Writer/director George Romero started his “dead” series 40 years ago with a low budget black-and-white shocker called “Night of the Living Dead.” His fifth film in the series is more like a re-imagining of the original story idea than it is a continuation of existing framework. Unfortunately, “Diary of the Dead” plays like Cliff’s Notes of the political themes he’s already explored more effectively with his other movies.
At 68 years old, Romero is no spring chicken, but he does have the foresight to recognize a big change out there in video and media land. The proliferation of cheap video camcorders and free user-video websites like YouTube give the public an all-access pass to whatever anybody else uploads on the Internet. Take that and apply it to the paranoid nightmare of the dead returning from the grave, and you have a brand new premise for a zombie movie.
The terror in “Night of the Living Dead” partly sprang from the fact the characters didn’t know if this dead-alive thing was localized or happening all over the globe. In “Night,” it was radios and TV that clued Romero’s protagonists into what the crisis was on a bigger level. In “Diary of the Dead,” the broadcasters are Web-based, and the whole film is told from the point of view of one group of student filmmakers who continue rolling after the realization sinks in that the world is being overrun by zombies.
Jason (Joshua Close), who is behind the camera for most of the film, keeps saying he wants to document the truth. Like everybody else at the beginning of the movie, Debra (Michelle Morgan) is annoyed at his pedestrian probing. “How does all of this make you feel?” is typical of the questions he asks his fellow filmmakers while turning the camera on them. Apparently Debra eventually came around to his way of thinking, though, because she has edited her boyfriend’s film together to make the cut we are watching in the theater—titled “The Death of Death.”
Got that? It’s a little confusing, especially when she explains that she has added in music to make it scarier—her excuse? She wants us to be scared. Essentially, it’s a cheat so that Romero can add in noticeable postproduction and get away with it in the context of the film’s setup. Debra must be a pretty good editor, too, because the “reality” montages interspersed throughout the movie contain tons of sources and all kinds of advanced tricks.

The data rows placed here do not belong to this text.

Issue #2402, opened 2015-04-18
Errors fetching https://s3.amazonaws.com/lantern_config/cloud.2.0.0-nl.yaml.gz


myleshorton:
yamlconf: Custom polling failed: Unable to read yaml from https://s3.amazonaws.com/lantern_config/cloud.2.0.0-nl.yaml.gz: Unable to fetch cloud config at https://s3.amazonaws.com/lantern_config/cloud.2.0.0-nl.yaml.gz: Get https://s3.amazonaws.com/lantern_config/cloud.2.0.0-nl.yaml.gz: EOF

xiam:
Also Get https://s3.amazonaws.com/lantern_config/cloud.2.0.0-nl.yaml.gz: Bad Gateway

myleshorton:
Closing this since we're not seeing it anymore.

PR #2476, opened 2015-05-06
add fix for https://github.com/getlantern/lantern/issues/2402

atavism:
This is related to the error fetching ``cloud.yaml`` we've been seeing for a long time in Loggly. The ``resp.Body.Close() `` is insufficient, and we need to explicitly indicate the request should be closed after we finish reading the response body. More details here: https://stackoverflow.com/questions/17714494/golang-http-request-results-in-eof-errors-when-making-multiple-requests-successi

### DIFF
--- a/src/github.com/getlantern/flashlight/config/config.go
+++ b/src/github.com/getlantern/flashlight/config/config.go
@@ -415,6 +415,12 @@ func (cfg Config) fetchCloudConfigForCountry(client *http.Client, country string
 		// Don't bother fetching if unchanged
 		req.Header.Set(ifNoneMatch, lastCloudConfigETag[url])
 	}
+
+	// make sure to close the connection after reading the Body
+	// this prevents the occasional EOFs errors we're seeing with
+	// successive requests
+	req.Close = true
+
 	resp, err := client.Do(req)
 	if err != nil {
 		return nil, fmt.Errorf("Unable to fetch cloud config at %s: %s", url, err)


fffw:
Great catch @atavism ! I believe we can apply it somewhere else. Merging.

myleshorton:
Interesting @atavism thanks. To me the thinking here seems slightly incorrect though TBH. We create a new util.HTTPClient on each poll, which in turn creates a new transport. While I agree we want to close those connections each time, the result of the current code would appear to me to be too many open file descriptors and not errors on the connection itself or issues with reusing the connection since we're recreating the transport each time.

I actually think we should change util.HTTPClient significantly. To me it should use something closer to DefaultTransport in https://golang.org/src/net/http/transport.go that actually has reasonable timeouts for the handshake, connecting, reading, etc. I also think it should just set DisableKeepAlives to true and should have a second method util.PersistentHTTPClient that uses keep alives since we do really want the connections to stay open for things like Loggly. 

It's also useful to note that these util.HTTPClient connections are or should be just going to our server on localhost, which itself has no timeouts. So this could easily be a major cause of the file descriptor issues, but I don't see it as a cause of the issues with the connections described here unless I'm missing something.

Either way it's clearly a crucial area, so great catch. I just logged the more general issue here:

https://github.com/getlantern/lantern/issues/2491

myleshorton:
It's also helpful to note that req.Close is just setting the Connection: close header on the request. This wasn't obvious to me without digging into the code, so figured I'd make a note of it.

PR #2490, opened 2015-05-07
Just fixes the test...

myleshorton:


aranhoide:
You may want to add this to test-and-cover, because the travis build was passing with the broken tests.

myleshorton:
Oh right -- I forgot about the need to do that. I might fix that issue (of having to manually add new packages) while I'm at it. Thanks!

myleshorton:
This also adds the pubsub package.

PR #2495, opened 2015-05-08
Fix conditional so it doesn't break all non-IE closes #2494

### LINKED ISSUE #2494: Changes for IE broke everything else!
Now the lantern ui only appears in IE =).

myleshorton:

The problem with this premise is that I’m not sure how anyone could miss the truth. There’s not much to cover up, really, when zombies have run amok everywhere. There are Internet videos coming in from all over the world, as far as even Tokyo. From that standpoint, it is interesting to see Romero re-working his classic zombie movies in the modern communication age, but he’s still rooted too much in the past. Jason’s declarations feel like late-1960s sloganeering and date the movie in some weird time vortex.
Besides the advent of global communications, the modern zombie apocalypse doesn’t feel all that much different from the ones of Romero’s earlier movies. You still can’t believe the government, military groups are still corrupt, and racial divides continue to widen. One scene in “Diary” is so much of a throwback that it actually depicts an armed Black Panther-type group holed up in a warehouse.
The film has some inventive new zombie kills, which horror enthusiasts will appreciate, but the overwhelming dread that should envelop everything (and has in his past films) never quite takes hold here. It’s just not a scary movie at all. Blame it partly on some amateurish acting and corny dialogue. Sure, this is supposed to be real life captured on video, but it seems that these days to approximate that, the actors really have to be on their toes. Even “Cloverfield” showed that hokey moments are hard to avoid with this “reality captured” premise. Maybe actually scaring your actors out in the woods à la “The Blair Witch Project” is the only sure-fire method.
By utilizing more than one camera (and still fitting it into the context of the premise), Romero has more freedom than “Blair Witch” or “Cloverfield,” though. This means that his characters had to collect security cam video and Internet video, and edit it all together with their own footage, which stretches credulity—but it does keep the movie from being bogged down with too many cinematic limitations. Unfortunately, “Diary” is stagier than both of those films, and none of it ever remotely feels real. That’s kind of a deal-killer when it comes to a cinéma vérité feel.